Now, let's start using our newly created plugin. Feel free to copy the prompt examples below.

Prompt 1 - Ask questions

Using the PDFPlugin plugin. What is the role of Role of Data-Augmentation in A 
Cook’s Guide to Successful SSL Training and Deployment ?

Result in ChatGPT

Prompt 2 - Generate summaries

Using the PDFPlugin plugin, summarize the content on the Publicly Available Model
Checkpoints or APIs in the Survey of Large Language Models. 

Result in ChatGPT

Prompt Example 2

Prompt 3 - Generate YouTube scripts using your own document as a reference.
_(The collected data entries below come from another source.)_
PR #809, opened 2020-05-12
Security Fixes, Prepare Package.json for Version 1.7

midnight-dev:
There are a plethora of security fixes that have been released for Potree's NPM dependencies. 

image

This brings down the vulnerabilities to a single (low severity) prototype pollution issue of `yargs-parser`. This seems to be something that Gulp makes brief use of. I would update this too, manually, however the current dependency requirement is for version 5.x.x, and there is only 5.0.0 available. The next newest version is 6.0.0, which is a major version change that might have breaking changes. Funny enough, that version is also vulnerable though. This script would have to be updated to version 13+ in order to not be affected. Compatibility is definitely not guaranteed for such a heroic upgrade. It would be best to let the Gulp crew manage this and update when they have verified compatibility with a later version of the yargs script.

On a related note, `gulp-util` has been deprecated and unmaintained for years. Its authors strongly urged users to migrate to other options 3 years ago. Since it's not used by anything in the Potree suite (nor used by any dependencies), it can and should be removed. This helps reduce security and maintainability problems going forward. If someone needs it for an edge case, it can still be installed on-demand with `npm install gulp-util`. For more info, check the official distribution site: https://www.npmjs.com/package/gulp-util

Lastly, this PR updates the `package.json` file with a few keywords and syncs the version to the upcoming Potree 1.7 (instead of version 0.0.1) 🎉 

TODO: 

- [x] Update Potree JavaScript version. There is the constant version object, but also references elsewhere like in `PointCloudEptGeometry`. 
- [x] Might want to check PotreeConverter soon in case there are 1.6-specific references or conditionals.

### DIFF
--- a/package-lock.json
+++ b/package-lock.json
@@ -1,18 +1,18 @@
 {
   "name": "potree",
-  "version": "1.7.0",
+  "version": "0.0.1",
   "lockfileVersion": 1,
   "requires": true,
   "dependencies": {
     "@types/estree": {
-      "version": "0.0.44",
-      "resolved": "https://registry.npmjs.org/@types/estree/-/estree-0.0.44.tgz",
-      "integrity": "sha512-iaIVzr+w2ZJ5HkidlZ3EJM8VTZb2MJLCjw3V+505yVts0gRC4UMvjw0d1HPtGqI/HQC/KdsYtayfzl+AXY2R8g=="
+      "version": "0.0.42",
+      "resolved": "https://registry.npmjs.org/@types/estree/-/estree-0.0.42.tgz",
+      "integrity": "sha512-K1DPVvnBCPxzD+G51/cxVIoc2X8uUVl1zpJeE6iKcgHMj4+tbat5Xu4TjV7v2QSDbIeAfLi2hIk+u2+s0MlpUQ=="
     },
     "@types/node": {
-      "version": "13.13.5",
-      "resolved": "https://registry.npmjs.org/@types/node/-/node-13.13.5.tgz",
-      "integrity": "sha512-3ySmiBYJPqgjiHA7oEaIo2Rzz0HrOZ7yrNO5HWyaE5q0lQ3BppDZ3N53Miz8bw2I7gh1/zir2MGVZBvpb1zq9g=="
+      "version": "13.7.4",
+      "resolved": "https://registry.npmjs.org/@types/node/-/node-13.7.4.tgz",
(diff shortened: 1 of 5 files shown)


midnight-dev:
@m-schuetz Ready to merge if you approve. This brings the NPM package info up to 1.7, fixes the security issues in the dependencies, and finally bumps the Potree JS to 1.7. Made use of the suffix so that it currently shows as `Potree 1.7beta` in the console. If you don't want the beta suffix, just blap it from this PR. Made it under a separate commit (06f965f) so it could be removed or reverted easily.

Just to be thorough, I checked PotreeConverter and didn't find anything version-number specific to Potree other than assuring that the format is above version 1.4. There was also [this commit from 2015](https://github.com/potree/PotreeConverter/commit/c16f3892470c2fba543ddffd345fd4bb3c0f271b) adding in a reference to 1.6 in `PotreeWriter`'s CloudJS stuff, but it's changed in the years since then. However, I'm not setup for C++ on my laptop at the moment, so it's not like I stepped through with a debugger. I performed old fashioned text searches to see if anything obvious stuck out. (I'll get more acquainted with Converter when I'm back at my usual workstation with Visual Studio on it.)

Awaiting your review. Cheers o/

m-schuetz:
Hi, thanks for the PR. Could you revert the changes to the package-lock file? Since it's a rather security sensitive part, I'd like to update that one myself. Perhaps you could tell me which steps/commands are necessary to do so?

midnight-dev:
Sure. Reverted `package-lock.json`. This also knocks out the version bump.

### To see the security issues

Checkout / clone dev branch. After running `npm install`, you may be notified of the many security issues automatically. If not, run `npm audit`.

### To fix these, let's regenerate the lock file

Delete your lock file (or rename it, whichever is more convenient). Delete your `node_modules` directory, as we'll want to get fresh versions. Important part - make sure your `package.json` file has the `version` key set if you want your lock file to automatically include it instead of it using 0.0.1. Also important, remove `gulp-util` as a dependency if you want to get a lock file that has parity with the commit I made. See the reasons in my PR why this dependency isn't needed and shouldn't be included.

With the package lock file and node modules removed, run a normal `npm install`. NPM will fetch the most up-to-date dependencies that your package JSON asks for. After a few moments, you should have a shiny new lock file that will resolve all of the severe security issues. **But just to be sure,** run another NPM audit to see what, if anything, needs attention. When I had built the lock file in this PR, only a single low severity security issue remained from `yargs-parser` because of Gulp.

Lemme know if there are any other concerns.

m-schuetz:
nice, package-lock looking good now. thanks.

PR #816, opened 2020-05-16
Fixes for Matrix3 / Matrix4 .getInverse() Warnings - Clipping & Height Profiling

### LINKED ISSUE #814: Console Warning: THREE.Matrix3: .getInverse() can't invert matrix
Potree will sometimes litter the console with these warnings.

> THREE.Matrix3: .getInverse() can't invert matrix, determinant is 0

image

This typically occurs during user action, such as measuring or changing view, but it varies with point clouds, camera position, and marker position since all of these variables are factors in matrix calculations for internal Potree methods. This can be reproduced using the following steps:

1. Open the [basic viewer](http://potree.org/potree/examples/viewer.html) example.
2. Take a height profile with several points
3. Open the profile window (this can be closed or left open)
4. Move the profile points around

I haven't figured out the exact method to the madness, but sometimes there are very few Matrix3 issues, sometimes there are many on every adjustment or orientation change. Camera position and points matter, but maybe FOV as well. The problem occurs in ThreeJS itself when it's trying to inverse a bad matrix.

I intend on providing more of a detailed write-up for the cousin of this warning, the Matrix4 `.getInverse` warning. That one wastes significantly more CPU than this one. But both are problematic.

This will be fixed soon, but I wanted to document it here for anyone searching for the problem. Might have to reference this in the future tackling related matters, too.

### LINKED ISSUE #815: Console Warning: THREE.Matrix4: .getInverse() can't invert matrix
Under certain conditions, Potree will emit warnings regarding Matrix4 inversion. These come specifically from ThreeJS and look like the following:

> THREE.Matrix4: .getInverse() can't invert matrix, determinant is 0

image

This typically occurs upon marking areas that need to be clipped or profiled. It sometimes happens and other times doesn't. I believe it's based on several factors including point cloud & node matrices and marker position. Point cloud density or loaded points may also play a part by increasing or decreasing the usable precision of surface area when placing markers. I imagine this means that some users see this happening constantly while others hardly see it at all due to everyone working with different point clouds of different makeups.

The primary cause of this is as the warning message says. There's an error while attempting to invert a matrix because the determinant is 0. What does that mean? The math behind inverting a 4x4 matrix is a pain in the ass, and I'm not a professor of linear algebra, so I'll skip the juicy bits. Some basic arithmetic is done on the elements of the array, namely addition and multiplication with some subtraction too. Let's take a look to see how ThreeJS determines the determinant: 

```js
var te = this.elements,
	me = m.elements,  // matrix elements passed into the .getInverse() method

	n11 = me[ 0 ], n21 = me[ 1 ], n31 = me[ 2 ], n41 = me[ 3 ],
	n12 = me[ 4 ], n22 = me[ 5 ], n32 = me[ 6 ], n42 = me[ 7 ],
	n13 = me[ 8 ], n23 = me[ 9 ], n33 = me[ 10 ], n43 = me[ 11 ],
	n14 = me[ 12 ], n24 = me[ 13 ], n34 = me[ 14 ], n44 = me[ 15 ],

	t11 = n23 * n34 * n42 - n24 * n33 * n42 + n24 * n32 * n43 - n22 * n34 * n43 - n23 * n32 * n44 + n22 * n33 * n44,
	t12 = n14 * n33 * n42 - n13 * n34 * n42 - n14 * n32 * n43 + n12 * n34 * n43 + n13 * n32 * n44 - n12 * n33 * n44,
	t13 = n13 * n24 * n42 - n14 * n23 * n42 + n14 * n22 * n43 - n12 * n24 * n43 - n13 * n22 * n44 + n12 * n23 * n44,
	t14 = n14 * n23 * n32 - n13 * n24 * n32 - n14 * n22 * n33 + n12 * n24 * n33 + n13 * n22 * n34 - n12 * n23 * n34;

var det = n11 * t11 + n21 * t12 + n31 * t13 + n41 * t14;  
// This is just the determinant, plenty of math after this point too
```

That's a lot of arithmetic, but remember there are 16 values in a Matrix4. That leads to a lot of steps to eventually get the the determinant which you can then use in further math. The key here is that multiply operation. More on that in a second. What if there's an invalid Matrix4 that doesn't play nice with the Markovs? 🌵 

```js
[
    0, 0, 0, 0,
    0, 0, 0, 0,
    0, 0, 0, 0,
    0, 0, 0, 0
]
```

Well, if they're all zeros, you're going to have a bad time. 
It won't invert, and you'll only be given an identity matrix as a consolation prize.

```js
[
    1, 0, 0, 0,
    0, 1, 0, 0,
    0, 0, 1, 0,
    0, 0, 0, 1
]
```

This will chooch the affine jibberjabber, satisfy the eigenvectsors, and pull a sick 360 kickflip while winking at you, but that doesn't help in any meaningful way. It's just trying to give back _something_ when it can't actually invert. Most of the time, the matrices are not full of all zeros. However, when a certain 4 are 0, the determinant will always be 0 too. Take the following - a real value I just pulled from the debugger when an inversion failed.

> 0: 0
> 1: 0
> 2: 0
> 3: 0
> 4: -999999.9949999999
> 5: 3.3306690738754696e-10
> 6: 99.99999949999999
> 7: 0
> 8: 0.00025799999871
> 9: -1.748276003132876e-20
> 10: 2.5799999871000003
> 11: 0
> 12: 589675.9697493133
> 13: 231467.90974984743
> 14: 758.9950016784668
> 15: 1

Although the matrix has plenty of suitable values, the top row elements will be multiplied against other values before an inverse can be made. The result is that everything goes 0, meaning there can't be an inversion. ThreeJS only has one course of action it can take, and that's to return an identity Matrix4. During the determinant calculation, our last line might as well read:

```js
// Spoiler alert: it's going to be 0
det = (0 * someNumber) + (0 * someNumber) + (0 * someNumber) + (0 * someNumber); 
```

If you're picking up what I'm laying down, then you may not be shocked by my soon-to-come pull request that addresses this issue. The fix for this is going to reduce the unwanted warnings in our consoles and also keep things more efficient. The idea being that there will no longer be CPU cycles wasted preparing a determinant that will ultimately be 0.

A couple things I should note before wrapping up. This is strongly related to the previous issue #814 but that one is less wasteful than this one. There aren't as many steps in reverting a 3x3 matrix as there are for a 4x4 matrix. Shocking, I know. At a ratio of 16:9, the Matrix4 has nearly twice as many elements as the Matrix3 and calculating the inverse is more complicated. So this is the ugly cousin of the two issues.

The commits I wrote to fix the matrix errors aren't a complete fix, as I still don't know why it comes up with zeros in the top row so often. There's an origin that I'm not seeing. If anyone has a solid lead on what's going on with the matrix 0s, comment here or link this issue so we can have a complete record for future engine rewrites and other open source efforts 👌

midnight-dev:
This used to be the result of getting a simple height profile or clipping something - anywhere from dozens to hundreds of matrix inversion fails resulting in more processor usage and a polluted console log.

image

Excerpts from the commit logs.

Closes #814 **

### THREE.Matrix3: .getInverse() can't invert matrix, determinant is 0

> This patches the condition where d3 scaleX invert results in 0 radius.
> 
> When the point's scale is set to 0, 0, 0, the position becomes 0, 0, 0,
> and ultimately, all of the matrix elements become 0, which is invalid.

Closes #815 **

### THREE.Matrix4: .getInverse() can't invert matrix, determinant is 0

> This patches the condition where first 4 Matrix4 elements are 0.
> 
> This sometimes occurs with measurements. These elements will always be factored with the other elements when getInverse() is called, meaning the result will be 0 (an invalid state with no inverse).
> In these cases, ThreeJS will return an identity Matrix4. We can sidestep a bunch of math, saving CPU cycles, by checking these 4 values. If all are 0 or don't exist, the determinant will always be 0.

Basically, the big save here is that we are providing the same behavior (returning an identity Matrix4 when the determinant is going to be 0) but without wasting computation on finding that determinant value.

** These fixes do not address the origin issue where there are sometimes bad matrices for markers and an invalid state for d3 scaleX. We should want to investigate how to resolve the root causes in the near future.

I'm also going to be probing to see if I can get matrix warnings under other conditions, but these fixes are substantial enough on their own to include them on their own.

### DIFF
--- a/src/viewer/profile.js
+++ b/src/viewer/profile.js
@@ -878,6 +878,11 @@ export class ProfileWindow extends EventDispatcher {
 		pRenderer.render(profileScene, camera, null);
 
 		let radius = Math.abs(scaleX.invert(0) - scaleX.invert(5));
+
+		if (radius === 0) { 	// If 0, all matrix elements will be 0 and therefore invalid (cannot be inversed)
+			radius = 0.000000001;
+		}
+
 		pickSphere.scale.set(radius, radius, radius);
 		pickSphere.visible = true;
 		renderer.render(scene, camera);
--- a/src/viewer/profile.js
+++ b/src/viewer/profile.js
@@ -879,12 +879,13 @@ export class ProfileWindow extends EventDispatcher {
 
 		let radius = Math.abs(scaleX.invert(0) - scaleX.invert(5));
 
-		if (radius === 0) { 	// If 0, all matrix elements will be 0 and therefore invalid (cannot be inversed)
-			radius = 0.000000001;
+		if(radius === 0){
+			pickSphere.visible = false;
+		}else{
+			pickSphere.scale.set(radius, radius, radius);
+			pickSphere.visible = true;
 		}
-
-		pickSphere.scale.set(radius, radius, radius);
-		pickSphere.visible = true;
+		
 		renderer.render(scene, camera);
 
 		this.requestScaleUpdate();
--- a/src/viewer/profile.js
+++ b/src/viewer/profile.js
@@ -879,9 +879,9 @@ export class ProfileWindow extends EventDispatcher {
 
 		let radius = Math.abs(scaleX.invert(0) - scaleX.invert(5));
 
-		if(radius === 0){
+		if (radius === 0) {
 			pickSphere.visible = false;
-		}else{
+		} else {
 			pickSphere.scale.set(radius, radius, radius);
 			pickSphere.visible = true;
 		}
--- a/src/viewer/viewer.js
+++ b/src/viewer/viewer.js
@@ -1760,8 +1760,12 @@ export class Viewer extends EventDispatcher{
 			
 			let clipBoxes = boxes.map( box => {
 				box.updateMatrixWorld();
-				let boxInverse = new THREE.Matrix4().getInverse(box.matrixWorld);
-				let boxPosition = box.getWorldPosition(new THREE.Vector3());
+
+				// Fix for getInverse "determinant is 0" - saves resources
+				const matrixMultipliersZero = !box.matrixWorld.elements[0] && !box.matrixWorld.elements[1] && !box.matrixWorld.elements[2] && !box.matrixWorld.elements[3];
+				const boxInverse = matrixMultipliersZero ? new THREE.Matrix4() : new THREE.Matrix4().getInverse(box.matrixWorld);
+
+				const boxPosition = box.getWorldPosition(new THREE.Vector3());
 				return {box: box, inverse: boxInverse, position: boxPosition};
 			});
 
--- a/src/viewer/viewer.js
+++ b/src/viewer/viewer.js
@@ -1758,7 +1758,8 @@ export class Viewer extends EventDispatcher{
 				boxes.push(...profile.boxes);
 			}
 			
-			let degenerate = (box) => box.matrixWorld.determinant() !== 0;
+			// Needed for .getInverse(), pre-empt a determinant of 0, see #814
+			let degenerate = (box) => box.matrixWorld.elements[0] || box.matrixWorld.elements[1] || box.matrixWorld.elements[2] || box.matrixWorld.elements[3];
 			
 			let clipBoxes = boxes.filter(degenerate).map( box => {
 				box.updateMatrixWorld();
--- a/src/viewer/viewer.js
+++ b/src/viewer/viewer.js
@@ -1758,14 +1758,14 @@ export class Viewer extends EventDispatcher{
 				boxes.push(...profile.boxes);
 			}
 			
-			let clipBoxes = boxes.map( box => {
+			let degenerate = (box) => box.matrixWorld.determinant() !== 0;
+			
+			let clipBoxes = boxes.filter(degenerate).map( box => {
 				box.updateMatrixWorld();
+				
+				let boxInverse = new THREE.Matrix4().getInverse(box.matrixWorld);
+				let boxPosition = box.getWorldPosition(new THREE.Vector3());
 
-				// Fix for getInverse "determinant is 0" - saves resources
-				const matrixMultipliersZero = !box.matrixWorld.elements[0] && !box.matrixWorld.elements[1] && !box.matrixWorld.elements[2] && !box.matrixWorld.elements[3];
-				const boxInverse = matrixMultipliersZero ? new THREE.Matrix4() : new THREE.Matrix4().getInverse(box.matrixWorld);
-
-				const boxPosition = box.getWorldPosition(new THREE.Vector3());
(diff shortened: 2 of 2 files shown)


m-schuetz:
Thanks for identifying the issue, I'll modify the changes a bit.

m-schuetz:
Let me know if you find issues with the changes.

midnight-dev:
Looks good. I'll test it to be sure.

midnight-dev:
@m-schuetz I like it it, and the warnings are still fixed. But we're now computing the determinant twice for Matrix4s. 

Although it's less attractive, it would be more performant to check if the top 4 elements are anything but 0. How about splitting the difference so the 4 top elements are checked during the degenerate filter? Otherwise this will **_always_** occur on every update in addition to the inversion (code from Three's .determinant() function):

```js
var te = this.elements;

var n11 = te[ 0 ], n12 = te[ 4 ], n13 = te[ 8 ], n14 = te[ 12 ];
var n21 = te[ 1 ], n22 = te[ 5 ], n23 = te[ 9 ], n24 = te[ 13 ];
var n31 = te[ 2 ], n32 = te[ 6 ], n33 = te[ 10 ], n34 = te[ 14 ];
var n41 = te[ 3 ], n42 = te[ 7 ], n43 = te[ 11 ], n44 = te[ 15 ];

//TODO: make this more efficient
//( based on http://www.euclideanspace.com/maths/algebra/matrix/functions/inverse/fourD/index.htm )

return (
	n41 * (
		+ n14 * n23 * n32
			- n13 * n24 * n32
			- n14 * n22 * n33
			+ n12 * n24 * n33
			+ n13 * n22 * n34
			- n12 * n23 * n34
	) +
	n42 * (
		+ n11 * n23 * n34
			- n11 * n24 * n33
			+ n14 * n21 * n33
			- n13 * n21 * n34
			+ n13 * n24 * n31
			- n14 * n23 * n31
	) +
	n43 * (
		+ n11 * n24 * n32
			- n11 * n22 * n34
			- n14 * n21 * n32
			+ n12 * n21 * n34
			+ n14 * n22 * n31
			- n12 * n24 * n31
	) +
	n44 * (
		- n13 * n22 * n31
			- n11 * n23 * n32
			+ n11 * n22 * n33
			+ n13 * n21 * n32
			- n12 * n21 * n33
			+ n12 * n23 * n31
	)

);
```

That's a lot of unnecessary allocations and arithmetic. The minor alteration would mean we only compute the determinant once during the inversion. Check the minor tweak to see what you think.

m-schuetz:
I don't think it's much of a performance bottleneck since the number of clip boxes & volumes is very limited anyway. I'd rather call .determinant() for now, than verify that checking if elements 0, 1, 2 and 3 are zero has the same effect.

midnight-dev:
Alrighty. Your call. I'll revert.

m-schuetz:
thanks!

PR #820, opened 2020-05-18
Gulp hosting + ios/xaml support

rooi:
I found that the gulp server was not accessible from other machines any longer. Adding host 0.0.0.0 option enables it.

Adding a webgl2 check allows greater browser support (tested on ios and xaml webview)


rooi:
The last three commits were not intended in this pull request. Sorry, closing it

PR #821, opened 2020-05-18
Properties fix

pierotofy:
Currently the properties panel throws an exception when users try to change the point cloud attributes (rgba, color, elevation, etc.) due to the attribute var not always being set to a proper object (sometimes it's null). This trips the code when `attribute.name` is accessed.


pierotofy:
Thanks for the review! I haven't tested with the examples, but I experienced this while integrating Potree in https://github.com/OpenDroneMap/WebODM

midnight-dev:
Commit 24e9d0877d6089bc05dbaf3efd64ac6057fbfe06 fixes this in a similar fashion. This can be closed as it now conflicts with the new loader format anyway.

m-schuetz:
Hi, thanks for the suggestion, this has already bin fixed in a recent commit, quite similarly actually.

PR #828, opened 2020-05-27
Quality of Life Improvements

midnight-dev:
This pull request covers several areas, but they're all focused on making dev work on Potree easier, faster, and more robust.

I created a `developer.html` example, making use of unminified sources (JS & CSS). This has some additional comments which may help newcomers. Added a framerate throttle, though Headless beat me to it. Decide which you like better. The limit is 60 FPS by default or whatever is passed into the Viewer() constructor, which allows this example to consume **only 10-15% of my CPU & GPU on my laptop**. And with only 100k points loaded initially, it's very quick to load / reload during testing. For managing the FPS throttle, the following code will be relevant:

```js
changeFPS( limit );  // The limit is in Hz, should be in the range of 0-300
pauseToggle();  // Pauses and resumes render operations for the WebGL context
// NOTE: These belong to the Viewer object but they can be used globally

// You can also pass in the setting through the arguments object like so
let viewer = new Potree.Viewer(document.getElementById("potree_render_area"), {
	fpsTarget: 30
});
```

@mrdoob's Stats frames counter is now updated along with minified & map files. Frame times and FPS are now correctly counted instead of staying pinned to the theoretical maximum that the browser can supply. That said, vsync is still a thing, so you may notice larger dips on laptops vs desktops with vertical sync enabled. It's placement can also be overridden with a simple CSS selector: `#fpsStats`.

image

I enabled the bounding box visuals by default so devs can get a more intuitive understanding of where most of the point density is and how POV affects what is culled or loaded. Similarly, LOD is the default material with a low opacity to demonstrate that there are plenty of options for loading clouds.

image

This also includes the developer source of jQuery UI (unmangled), which is helpful when trying to extend the existing UI, especially the profile window. And you don't _have to_ blacklist these kinds of scripts now because they're in a readable state.

image

There are more NPM tasks, specifically for starting the dev server without forcing a rebuild & alternate port tasks for those who want to run multiple instances or roll with different ports. While I was in the Gulp config, I tidied up and changed some variables to constants to practice good hygiene.

Configured Firefox & Chrome debugging launches for VSCode - really great for multiple monitors. The defaults are set assuming the `.vscode` directory is in the root of the workspace.

image

Debugging inside the editor requires either the extension for FF or Chrome. Pick your poison, just read the instructions. A bit of setup is necessary but worth it. I may make a markdown document (or a wiki entry, if allowed) about this if others are interested.

VSCode config no longer takes away the minimap or makes font really large (on 1080p displays), but formatting-relevant settings are maintained. This has made a huge difference for me; twice the screen real estate & the minimap made me more productive. Allowing blank space to be hidden also helps, because I have terrible astigmatism. I hope this helps others, too, as it will override fewer custom user preferences.

### Before
image

### After
image

For reference, I left the settings as comments for easier reversion or trial experiments. The disabled settings would be better handled at global/user settings for VSCode, as they are mostly cosmetic. The changes shouldn't compromise the maintainability of the Potree codebase. For instance, there's no reason why a minimap of code would diminish the quality of code. It's just a developer preference. Having these settings will automatically override the user's settings as it's more localized when opening a clone (including when reviewing a pull request). Some settings are 2 years old and could use a review.

image

Formatting on type, however, could lead to a formatting nightmare on every diff. For those who don't have [Shader languages support for VS Code](https://github.com/stef-levesque/vscode-shader) installed, C++ is indeed the closest fit for shader files - but you should really checkout that extension. Things like this that maintain quality of life and quality of the codebase are good and should override user settings if they plan to merge into Potree 1.x - my thoughts on the matter.

### Acknowledgements
@HeadLessHUN - Beat me to the commit for FPS limiter #635 (Long PR, still open) f0a2f53cb9597cd9a5598bf3d1cbd2f074bfc4c2
@rooi - Added network access via host 0.0.0.0 #820 (Big PR because Cesium, self-closed) c8a4ef5bed66e02c69ecfd73e43c05061a2da822
I think I saw 0.0.0.0 mentioned elsewhere but I can't find it right now. Apologies if I left you out.

I recommend viewing commits separately if formatting tweaks cloud the review. I decided to overwrite a couple earlier commits but I didn't want to force push the branch again. Might clean that up later. I'm going to submit this as a draft first to hopefully get some feedback before a formal review.

Cheers o/


midnight-dev:
@m-schuetz Cleaned up commits. Squashed some minor adjustments, no conflicts, and everything works as expected.

Ready for review.

PR #837, opened 2020-06-19
Annotation Panel Edition

ilisalis:
Change in the annotation panel:
- edition following the click of a button;
- description: display the html result and edit the html code;
- add the removing of annotation (in cascade);
- add the recording of camera position and orientation;
- add the possibility to deplace the annotation (via AnnotationTool.js);
- add the hierarchization of annotations.

Exemple:
Capture d’écran (11)

In the potree:develop branch, there is an issue when the annotation title is display in html mode (elTitle.html(annotation.title);) ; the title in the principal window disappears. My proposal is to use text mode.

### DIFF
--- a/resources/lang/en/translation.json
+++ b/resources/lang/en/translation.json
@@ -80,6 +80,12 @@
 		"show": "show volume"
 	},
 	"annotations": {
+		"annotation_position": "Position",
+		"annotation_title": "Title",
+		"annotation_description": "Description",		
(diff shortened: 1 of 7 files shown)


shaasta:
Very cool, thanks @ilisalis !!! I tried to implement these updates on my end, but they seem to conflict with LoadProject for me.. Are you able to export / import potree json files with this modification?

PR #854, opened 2020-07-24
Add postinstall script and main property.

iamscottcox:
- Runs the build script after `npm install`
- References a main file so that `import { x } from 'potree'` can be used.

### DIFF
--- a/package.json
+++ b/package.json
@@ -15,9 +15,11 @@
     "browser",
     "tool"
   ],
+  "main": "./build/potree/potree.js",
   "scripts": {
     "start": "gulp watch",
-    "build": "gulp build pack"
+    "build": "gulp build pack",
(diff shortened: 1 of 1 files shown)


m-schuetz:
Thanks! Running the build on install makes sense. How exactly do you leverage the "main" attribute, though? Does it mean ```import { x } from 'potree'``` can be used in any html file, e.g. even in ./examples/viewer.html, or would this only work for html files in the project root folder?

Using the PDFPlugin plugin,  summarize the content on the Publicly Available Model Checkpoints or APIs 
in the Survey of Large Language Models in a successful Youtuber's script style. 
Highlight the important technical information for the technical audience

Result in ChatGPT

Notice the highlighted text in the image; it confirms that the script was generated using the document "Survey of Large Language Models" as a reference.

Prompt example 3

Conclusion

In this guide, we successfully tackled the challenge of accessing and querying information from academic papers using Large Language Models (LLMs). By integrating OpenAI plugins with the Mantium plugin wizard, we created a seamless workflow to import PDFs, extract text, and interact with the data using ChatGPT. As a result, we unlocked the ability to answer questions, generate summaries, and create content directly from the papers, providing valuable insights and enhancing our work with AI-powered capabilities.